Required action:
How many lines below contain the word "above"? Reply solely with the number.

(Collected data)

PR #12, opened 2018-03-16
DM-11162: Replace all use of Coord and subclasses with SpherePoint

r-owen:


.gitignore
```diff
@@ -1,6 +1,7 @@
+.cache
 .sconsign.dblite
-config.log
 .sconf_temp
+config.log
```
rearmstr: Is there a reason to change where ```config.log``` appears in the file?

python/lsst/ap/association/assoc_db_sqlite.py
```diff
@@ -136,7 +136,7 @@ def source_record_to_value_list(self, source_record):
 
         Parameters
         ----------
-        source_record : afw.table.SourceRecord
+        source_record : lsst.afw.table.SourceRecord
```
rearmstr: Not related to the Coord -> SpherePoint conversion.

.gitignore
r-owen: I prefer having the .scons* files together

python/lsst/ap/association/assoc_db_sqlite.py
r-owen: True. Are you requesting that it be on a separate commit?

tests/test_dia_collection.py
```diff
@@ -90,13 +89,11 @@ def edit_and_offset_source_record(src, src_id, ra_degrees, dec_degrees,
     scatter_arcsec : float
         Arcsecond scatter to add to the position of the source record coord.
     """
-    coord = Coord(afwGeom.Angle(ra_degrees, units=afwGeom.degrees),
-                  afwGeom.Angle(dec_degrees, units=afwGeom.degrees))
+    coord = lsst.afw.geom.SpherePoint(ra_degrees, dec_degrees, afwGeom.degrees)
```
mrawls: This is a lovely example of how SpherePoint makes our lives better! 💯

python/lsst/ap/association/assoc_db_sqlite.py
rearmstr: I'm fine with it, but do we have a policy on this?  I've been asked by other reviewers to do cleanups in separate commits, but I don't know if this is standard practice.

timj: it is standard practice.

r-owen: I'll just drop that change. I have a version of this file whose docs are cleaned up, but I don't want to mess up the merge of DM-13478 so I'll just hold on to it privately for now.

--

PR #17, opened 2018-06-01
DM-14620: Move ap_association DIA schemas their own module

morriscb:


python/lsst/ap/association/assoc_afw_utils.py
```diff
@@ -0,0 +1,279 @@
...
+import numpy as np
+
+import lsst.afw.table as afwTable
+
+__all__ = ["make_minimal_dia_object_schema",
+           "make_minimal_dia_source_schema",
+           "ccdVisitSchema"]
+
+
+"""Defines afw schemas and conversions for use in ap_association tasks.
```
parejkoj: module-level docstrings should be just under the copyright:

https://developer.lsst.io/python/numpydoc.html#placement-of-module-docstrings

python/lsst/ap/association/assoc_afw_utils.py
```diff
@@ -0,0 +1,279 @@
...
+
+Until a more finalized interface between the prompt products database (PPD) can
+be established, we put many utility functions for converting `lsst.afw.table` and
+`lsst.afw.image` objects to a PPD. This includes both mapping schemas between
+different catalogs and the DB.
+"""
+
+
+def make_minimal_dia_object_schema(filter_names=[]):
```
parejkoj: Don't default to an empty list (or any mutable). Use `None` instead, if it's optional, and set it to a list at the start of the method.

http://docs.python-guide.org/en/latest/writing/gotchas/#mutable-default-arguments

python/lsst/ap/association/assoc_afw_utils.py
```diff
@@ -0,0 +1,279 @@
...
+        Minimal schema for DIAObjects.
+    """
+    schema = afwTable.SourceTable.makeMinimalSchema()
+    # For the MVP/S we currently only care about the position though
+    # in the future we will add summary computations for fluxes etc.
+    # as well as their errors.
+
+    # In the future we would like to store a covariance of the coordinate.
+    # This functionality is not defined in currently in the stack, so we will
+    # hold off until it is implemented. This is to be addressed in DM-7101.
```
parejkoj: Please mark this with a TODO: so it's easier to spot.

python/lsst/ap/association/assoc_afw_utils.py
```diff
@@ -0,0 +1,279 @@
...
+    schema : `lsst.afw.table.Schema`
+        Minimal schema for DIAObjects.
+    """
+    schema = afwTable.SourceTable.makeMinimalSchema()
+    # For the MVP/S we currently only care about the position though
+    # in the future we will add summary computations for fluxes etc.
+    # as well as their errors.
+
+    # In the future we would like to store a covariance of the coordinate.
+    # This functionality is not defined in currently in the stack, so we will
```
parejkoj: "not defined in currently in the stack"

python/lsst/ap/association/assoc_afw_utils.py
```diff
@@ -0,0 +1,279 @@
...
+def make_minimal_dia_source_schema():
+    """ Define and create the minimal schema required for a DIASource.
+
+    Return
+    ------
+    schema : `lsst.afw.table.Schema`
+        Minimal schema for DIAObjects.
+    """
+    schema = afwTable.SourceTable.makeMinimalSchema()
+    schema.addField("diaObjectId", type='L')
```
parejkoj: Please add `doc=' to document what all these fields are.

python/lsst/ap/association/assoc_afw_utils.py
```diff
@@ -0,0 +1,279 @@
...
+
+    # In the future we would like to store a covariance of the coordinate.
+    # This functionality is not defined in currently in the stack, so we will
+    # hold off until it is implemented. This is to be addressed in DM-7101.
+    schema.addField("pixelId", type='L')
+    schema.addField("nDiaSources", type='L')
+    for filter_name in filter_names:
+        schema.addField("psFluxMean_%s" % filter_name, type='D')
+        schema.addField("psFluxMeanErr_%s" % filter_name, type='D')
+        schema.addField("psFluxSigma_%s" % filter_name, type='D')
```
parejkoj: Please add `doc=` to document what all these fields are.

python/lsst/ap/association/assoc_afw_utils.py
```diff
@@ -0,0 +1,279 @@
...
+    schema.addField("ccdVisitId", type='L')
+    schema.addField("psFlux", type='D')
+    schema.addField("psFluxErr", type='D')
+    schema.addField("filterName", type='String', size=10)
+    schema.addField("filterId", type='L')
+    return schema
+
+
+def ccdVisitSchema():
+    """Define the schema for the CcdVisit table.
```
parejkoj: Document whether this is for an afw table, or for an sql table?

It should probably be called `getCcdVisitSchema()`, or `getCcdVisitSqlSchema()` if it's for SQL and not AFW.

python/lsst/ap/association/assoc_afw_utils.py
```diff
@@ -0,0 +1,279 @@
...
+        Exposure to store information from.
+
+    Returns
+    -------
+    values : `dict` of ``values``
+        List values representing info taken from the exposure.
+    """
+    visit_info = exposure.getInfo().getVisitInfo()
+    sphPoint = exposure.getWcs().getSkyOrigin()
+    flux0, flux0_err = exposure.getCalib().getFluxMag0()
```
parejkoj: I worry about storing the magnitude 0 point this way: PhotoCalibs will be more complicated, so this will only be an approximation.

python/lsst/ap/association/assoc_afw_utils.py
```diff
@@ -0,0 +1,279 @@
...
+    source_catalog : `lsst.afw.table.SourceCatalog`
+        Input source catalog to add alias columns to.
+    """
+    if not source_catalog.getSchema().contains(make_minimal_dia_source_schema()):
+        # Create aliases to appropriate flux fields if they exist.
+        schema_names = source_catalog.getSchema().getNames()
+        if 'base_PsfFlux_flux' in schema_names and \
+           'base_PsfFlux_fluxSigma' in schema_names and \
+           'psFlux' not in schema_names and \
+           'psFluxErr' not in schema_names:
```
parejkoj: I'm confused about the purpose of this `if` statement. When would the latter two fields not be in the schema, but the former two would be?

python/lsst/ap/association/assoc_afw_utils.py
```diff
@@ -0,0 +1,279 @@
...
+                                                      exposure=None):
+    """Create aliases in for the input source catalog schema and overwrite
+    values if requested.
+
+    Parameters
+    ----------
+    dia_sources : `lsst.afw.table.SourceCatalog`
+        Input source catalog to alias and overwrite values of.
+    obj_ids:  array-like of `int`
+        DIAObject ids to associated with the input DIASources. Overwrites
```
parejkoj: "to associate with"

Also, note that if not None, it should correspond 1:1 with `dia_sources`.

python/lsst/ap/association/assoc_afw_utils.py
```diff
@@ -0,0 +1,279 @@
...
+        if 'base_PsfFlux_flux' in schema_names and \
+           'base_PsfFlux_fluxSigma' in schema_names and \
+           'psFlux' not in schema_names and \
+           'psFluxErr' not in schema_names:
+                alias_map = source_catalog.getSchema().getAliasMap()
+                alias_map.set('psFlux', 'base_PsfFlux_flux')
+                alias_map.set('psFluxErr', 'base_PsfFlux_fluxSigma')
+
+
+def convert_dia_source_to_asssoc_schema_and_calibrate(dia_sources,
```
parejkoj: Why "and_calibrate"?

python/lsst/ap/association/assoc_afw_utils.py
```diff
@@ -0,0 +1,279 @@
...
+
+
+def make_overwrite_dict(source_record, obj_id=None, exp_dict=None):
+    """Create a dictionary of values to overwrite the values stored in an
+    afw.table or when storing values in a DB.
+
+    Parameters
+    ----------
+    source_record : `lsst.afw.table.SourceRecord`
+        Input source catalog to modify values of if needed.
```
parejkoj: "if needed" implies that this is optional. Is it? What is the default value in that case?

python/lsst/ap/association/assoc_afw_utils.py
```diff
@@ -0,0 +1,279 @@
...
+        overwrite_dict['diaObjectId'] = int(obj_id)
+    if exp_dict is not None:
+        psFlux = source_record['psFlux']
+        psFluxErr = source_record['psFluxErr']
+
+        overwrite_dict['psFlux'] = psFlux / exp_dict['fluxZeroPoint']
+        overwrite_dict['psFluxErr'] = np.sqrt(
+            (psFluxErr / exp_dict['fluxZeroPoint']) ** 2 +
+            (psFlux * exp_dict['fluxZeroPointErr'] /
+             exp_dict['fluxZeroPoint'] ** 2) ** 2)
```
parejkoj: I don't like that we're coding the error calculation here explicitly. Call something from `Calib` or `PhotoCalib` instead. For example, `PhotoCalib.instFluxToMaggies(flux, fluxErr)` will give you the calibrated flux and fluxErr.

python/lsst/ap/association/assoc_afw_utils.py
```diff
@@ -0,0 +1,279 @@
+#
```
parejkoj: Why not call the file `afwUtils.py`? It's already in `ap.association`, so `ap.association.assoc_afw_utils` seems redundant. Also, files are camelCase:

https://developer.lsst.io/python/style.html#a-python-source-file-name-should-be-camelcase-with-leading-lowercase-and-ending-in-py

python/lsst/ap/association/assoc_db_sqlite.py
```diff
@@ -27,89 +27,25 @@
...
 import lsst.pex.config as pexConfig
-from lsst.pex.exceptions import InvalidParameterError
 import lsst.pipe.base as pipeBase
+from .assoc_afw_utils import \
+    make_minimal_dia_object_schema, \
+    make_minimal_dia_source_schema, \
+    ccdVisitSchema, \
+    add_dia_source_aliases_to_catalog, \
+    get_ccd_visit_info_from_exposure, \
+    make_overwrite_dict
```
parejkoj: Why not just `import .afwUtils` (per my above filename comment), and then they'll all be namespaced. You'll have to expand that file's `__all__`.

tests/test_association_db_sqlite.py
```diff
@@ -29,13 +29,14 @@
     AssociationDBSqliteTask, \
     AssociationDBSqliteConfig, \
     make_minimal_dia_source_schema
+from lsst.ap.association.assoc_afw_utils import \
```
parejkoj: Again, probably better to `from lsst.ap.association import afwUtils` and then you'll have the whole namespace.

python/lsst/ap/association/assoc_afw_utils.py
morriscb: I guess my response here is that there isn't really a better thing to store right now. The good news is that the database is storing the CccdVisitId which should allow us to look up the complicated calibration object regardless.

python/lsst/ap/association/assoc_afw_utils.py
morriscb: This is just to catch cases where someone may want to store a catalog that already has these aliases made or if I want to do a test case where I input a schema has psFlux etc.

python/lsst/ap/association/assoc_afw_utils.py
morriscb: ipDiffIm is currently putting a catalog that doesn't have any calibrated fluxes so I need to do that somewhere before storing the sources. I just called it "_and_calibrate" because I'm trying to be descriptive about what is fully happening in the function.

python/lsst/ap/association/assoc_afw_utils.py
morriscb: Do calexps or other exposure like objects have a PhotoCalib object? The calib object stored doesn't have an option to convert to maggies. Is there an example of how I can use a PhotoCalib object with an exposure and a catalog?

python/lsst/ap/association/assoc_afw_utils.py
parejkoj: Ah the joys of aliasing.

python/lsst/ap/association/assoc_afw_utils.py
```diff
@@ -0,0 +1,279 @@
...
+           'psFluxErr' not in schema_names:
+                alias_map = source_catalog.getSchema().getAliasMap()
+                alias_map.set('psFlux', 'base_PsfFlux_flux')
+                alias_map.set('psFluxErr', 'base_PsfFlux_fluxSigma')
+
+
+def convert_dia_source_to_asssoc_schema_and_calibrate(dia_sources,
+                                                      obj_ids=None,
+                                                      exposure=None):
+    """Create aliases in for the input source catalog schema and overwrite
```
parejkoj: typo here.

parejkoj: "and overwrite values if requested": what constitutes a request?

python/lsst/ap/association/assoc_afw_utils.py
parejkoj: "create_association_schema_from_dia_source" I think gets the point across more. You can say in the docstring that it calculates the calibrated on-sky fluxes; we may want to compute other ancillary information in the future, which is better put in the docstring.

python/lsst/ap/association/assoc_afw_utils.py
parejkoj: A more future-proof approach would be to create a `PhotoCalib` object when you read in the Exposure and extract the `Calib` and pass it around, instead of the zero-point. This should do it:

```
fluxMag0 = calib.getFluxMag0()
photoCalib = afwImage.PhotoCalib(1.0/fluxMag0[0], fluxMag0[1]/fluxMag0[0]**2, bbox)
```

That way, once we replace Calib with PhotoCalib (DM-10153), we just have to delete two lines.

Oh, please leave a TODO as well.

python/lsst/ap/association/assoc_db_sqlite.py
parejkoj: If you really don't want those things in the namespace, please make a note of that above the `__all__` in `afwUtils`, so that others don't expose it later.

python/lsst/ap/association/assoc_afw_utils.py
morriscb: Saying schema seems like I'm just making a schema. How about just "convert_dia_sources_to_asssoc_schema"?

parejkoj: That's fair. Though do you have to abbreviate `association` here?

Reply:
2